**TRY IT:** Lines in which "submodule" appears should be pulled from the data below.

*** DATA FOR THIS EXERCISE ***

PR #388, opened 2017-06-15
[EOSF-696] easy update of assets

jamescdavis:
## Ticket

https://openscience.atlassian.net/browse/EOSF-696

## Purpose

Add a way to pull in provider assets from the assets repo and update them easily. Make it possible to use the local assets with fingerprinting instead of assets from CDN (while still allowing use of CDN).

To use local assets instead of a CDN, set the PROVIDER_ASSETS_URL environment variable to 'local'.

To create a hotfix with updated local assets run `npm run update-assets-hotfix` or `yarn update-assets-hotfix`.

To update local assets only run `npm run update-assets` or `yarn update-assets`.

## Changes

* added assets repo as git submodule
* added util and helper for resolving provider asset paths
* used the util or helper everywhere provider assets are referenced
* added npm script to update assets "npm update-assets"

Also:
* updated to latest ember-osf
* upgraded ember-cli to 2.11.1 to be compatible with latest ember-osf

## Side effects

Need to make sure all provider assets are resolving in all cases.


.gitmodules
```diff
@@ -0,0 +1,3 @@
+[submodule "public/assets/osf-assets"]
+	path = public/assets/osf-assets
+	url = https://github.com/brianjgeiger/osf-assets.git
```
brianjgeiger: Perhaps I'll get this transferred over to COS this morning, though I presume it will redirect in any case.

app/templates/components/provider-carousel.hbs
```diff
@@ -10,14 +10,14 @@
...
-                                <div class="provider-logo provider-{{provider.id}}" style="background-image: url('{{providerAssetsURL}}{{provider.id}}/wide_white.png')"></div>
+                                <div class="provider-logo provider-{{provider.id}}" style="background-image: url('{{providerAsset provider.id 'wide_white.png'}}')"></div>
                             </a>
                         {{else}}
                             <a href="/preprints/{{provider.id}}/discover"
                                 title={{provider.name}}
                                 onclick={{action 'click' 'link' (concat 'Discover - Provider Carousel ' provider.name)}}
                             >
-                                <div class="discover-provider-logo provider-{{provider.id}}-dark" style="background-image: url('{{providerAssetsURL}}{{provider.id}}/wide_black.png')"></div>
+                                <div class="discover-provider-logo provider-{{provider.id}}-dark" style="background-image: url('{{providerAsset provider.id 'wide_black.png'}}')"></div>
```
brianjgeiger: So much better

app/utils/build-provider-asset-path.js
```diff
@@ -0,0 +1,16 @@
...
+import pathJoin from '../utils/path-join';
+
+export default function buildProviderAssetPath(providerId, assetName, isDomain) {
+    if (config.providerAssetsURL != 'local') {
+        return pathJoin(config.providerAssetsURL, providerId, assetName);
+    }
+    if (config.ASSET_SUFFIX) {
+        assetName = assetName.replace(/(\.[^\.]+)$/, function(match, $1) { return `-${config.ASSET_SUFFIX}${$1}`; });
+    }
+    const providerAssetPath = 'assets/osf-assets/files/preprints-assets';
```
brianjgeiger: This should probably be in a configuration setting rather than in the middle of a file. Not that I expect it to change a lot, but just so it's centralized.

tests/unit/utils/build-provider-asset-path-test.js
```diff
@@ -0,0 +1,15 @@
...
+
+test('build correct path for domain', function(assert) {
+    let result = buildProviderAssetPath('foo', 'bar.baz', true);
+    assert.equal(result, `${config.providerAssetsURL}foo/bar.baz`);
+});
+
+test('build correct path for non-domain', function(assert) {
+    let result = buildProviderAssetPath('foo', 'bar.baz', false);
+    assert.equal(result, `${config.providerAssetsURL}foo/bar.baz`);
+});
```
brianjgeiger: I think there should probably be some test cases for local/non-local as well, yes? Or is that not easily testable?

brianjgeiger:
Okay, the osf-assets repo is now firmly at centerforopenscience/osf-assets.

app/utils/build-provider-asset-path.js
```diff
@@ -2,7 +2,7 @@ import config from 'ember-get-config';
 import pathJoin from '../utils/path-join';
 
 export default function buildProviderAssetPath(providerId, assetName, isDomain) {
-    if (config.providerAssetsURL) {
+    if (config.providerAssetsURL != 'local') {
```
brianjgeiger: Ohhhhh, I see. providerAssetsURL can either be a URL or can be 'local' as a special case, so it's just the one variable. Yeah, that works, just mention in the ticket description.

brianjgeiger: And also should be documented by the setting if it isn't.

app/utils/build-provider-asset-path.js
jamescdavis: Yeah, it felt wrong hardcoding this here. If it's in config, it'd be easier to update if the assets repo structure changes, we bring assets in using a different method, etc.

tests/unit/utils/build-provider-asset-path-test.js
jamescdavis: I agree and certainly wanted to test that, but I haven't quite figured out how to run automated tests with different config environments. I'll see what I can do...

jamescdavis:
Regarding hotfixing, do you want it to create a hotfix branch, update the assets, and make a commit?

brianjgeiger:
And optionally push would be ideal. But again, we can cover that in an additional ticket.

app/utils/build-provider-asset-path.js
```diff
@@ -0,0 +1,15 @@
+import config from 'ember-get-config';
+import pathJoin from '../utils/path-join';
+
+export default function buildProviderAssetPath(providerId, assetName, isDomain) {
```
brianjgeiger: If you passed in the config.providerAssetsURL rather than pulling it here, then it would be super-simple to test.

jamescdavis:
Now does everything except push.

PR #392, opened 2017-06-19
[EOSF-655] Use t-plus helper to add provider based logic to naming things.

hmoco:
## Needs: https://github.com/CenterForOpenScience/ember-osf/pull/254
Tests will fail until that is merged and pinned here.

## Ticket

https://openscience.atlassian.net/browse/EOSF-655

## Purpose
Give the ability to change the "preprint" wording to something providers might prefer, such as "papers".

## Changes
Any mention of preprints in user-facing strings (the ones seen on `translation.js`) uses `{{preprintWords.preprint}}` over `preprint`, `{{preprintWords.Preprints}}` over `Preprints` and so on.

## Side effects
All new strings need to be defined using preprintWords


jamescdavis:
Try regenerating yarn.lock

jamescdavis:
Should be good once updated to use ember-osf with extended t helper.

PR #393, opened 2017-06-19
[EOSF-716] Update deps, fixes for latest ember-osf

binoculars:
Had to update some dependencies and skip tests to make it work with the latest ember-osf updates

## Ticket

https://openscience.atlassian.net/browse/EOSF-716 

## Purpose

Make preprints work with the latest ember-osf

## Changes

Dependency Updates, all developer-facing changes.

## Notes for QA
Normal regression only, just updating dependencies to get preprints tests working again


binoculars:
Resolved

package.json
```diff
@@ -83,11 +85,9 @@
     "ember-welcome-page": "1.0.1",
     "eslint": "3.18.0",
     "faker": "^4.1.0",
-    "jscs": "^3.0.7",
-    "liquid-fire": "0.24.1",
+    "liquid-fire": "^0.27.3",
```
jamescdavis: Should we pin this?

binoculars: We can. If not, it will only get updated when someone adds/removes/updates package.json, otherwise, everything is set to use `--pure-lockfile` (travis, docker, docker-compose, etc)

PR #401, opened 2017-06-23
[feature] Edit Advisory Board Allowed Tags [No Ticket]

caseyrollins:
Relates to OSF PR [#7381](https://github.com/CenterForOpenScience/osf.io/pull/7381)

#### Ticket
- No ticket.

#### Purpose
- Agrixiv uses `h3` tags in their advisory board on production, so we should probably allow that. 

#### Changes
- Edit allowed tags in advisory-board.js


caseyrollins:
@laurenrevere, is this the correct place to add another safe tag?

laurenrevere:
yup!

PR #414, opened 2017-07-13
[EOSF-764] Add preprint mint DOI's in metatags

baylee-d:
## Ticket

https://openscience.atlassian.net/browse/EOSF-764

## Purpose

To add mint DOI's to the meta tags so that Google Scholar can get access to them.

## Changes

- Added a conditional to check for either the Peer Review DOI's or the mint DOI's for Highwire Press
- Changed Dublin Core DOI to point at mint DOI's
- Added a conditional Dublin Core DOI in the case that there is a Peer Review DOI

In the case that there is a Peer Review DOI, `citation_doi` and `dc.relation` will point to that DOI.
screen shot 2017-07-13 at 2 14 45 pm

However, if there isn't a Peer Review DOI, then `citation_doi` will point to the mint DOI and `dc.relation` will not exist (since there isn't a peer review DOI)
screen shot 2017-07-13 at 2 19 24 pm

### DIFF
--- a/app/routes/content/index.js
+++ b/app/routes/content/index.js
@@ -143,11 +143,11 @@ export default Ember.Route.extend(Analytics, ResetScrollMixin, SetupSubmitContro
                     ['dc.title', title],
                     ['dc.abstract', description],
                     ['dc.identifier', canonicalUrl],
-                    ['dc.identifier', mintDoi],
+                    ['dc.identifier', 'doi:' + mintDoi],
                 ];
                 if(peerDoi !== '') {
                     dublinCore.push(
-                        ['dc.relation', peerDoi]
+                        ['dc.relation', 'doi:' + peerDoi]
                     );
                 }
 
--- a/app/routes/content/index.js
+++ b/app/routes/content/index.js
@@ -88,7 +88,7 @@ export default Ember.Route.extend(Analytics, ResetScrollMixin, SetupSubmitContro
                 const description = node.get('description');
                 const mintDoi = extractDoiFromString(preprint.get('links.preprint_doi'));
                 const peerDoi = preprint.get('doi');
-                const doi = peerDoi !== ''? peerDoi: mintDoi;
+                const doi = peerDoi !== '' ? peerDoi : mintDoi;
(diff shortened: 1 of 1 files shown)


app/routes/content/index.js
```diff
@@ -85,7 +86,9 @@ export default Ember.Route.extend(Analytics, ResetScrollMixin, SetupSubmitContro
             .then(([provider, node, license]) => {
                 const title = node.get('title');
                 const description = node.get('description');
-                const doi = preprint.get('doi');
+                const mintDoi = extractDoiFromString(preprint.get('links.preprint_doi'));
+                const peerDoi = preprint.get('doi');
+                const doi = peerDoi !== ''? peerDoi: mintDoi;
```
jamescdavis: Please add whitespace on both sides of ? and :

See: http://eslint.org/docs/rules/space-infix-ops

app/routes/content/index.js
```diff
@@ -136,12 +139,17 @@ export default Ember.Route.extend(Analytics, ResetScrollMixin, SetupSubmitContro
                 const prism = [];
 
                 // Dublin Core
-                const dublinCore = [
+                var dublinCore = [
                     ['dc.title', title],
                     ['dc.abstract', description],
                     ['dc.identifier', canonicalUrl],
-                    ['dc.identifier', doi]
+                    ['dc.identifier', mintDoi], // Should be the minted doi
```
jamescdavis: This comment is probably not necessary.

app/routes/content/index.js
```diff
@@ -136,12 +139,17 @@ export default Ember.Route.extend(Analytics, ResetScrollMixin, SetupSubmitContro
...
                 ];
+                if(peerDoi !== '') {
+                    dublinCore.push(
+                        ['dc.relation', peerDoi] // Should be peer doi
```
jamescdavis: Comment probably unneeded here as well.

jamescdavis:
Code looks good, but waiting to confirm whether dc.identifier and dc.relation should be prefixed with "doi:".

*** End of DATA FOR THIS EXERCISE ***

**RESPONSE:**
* added assets repo as git submodule
+[submodule "public/assets/osf-assets"]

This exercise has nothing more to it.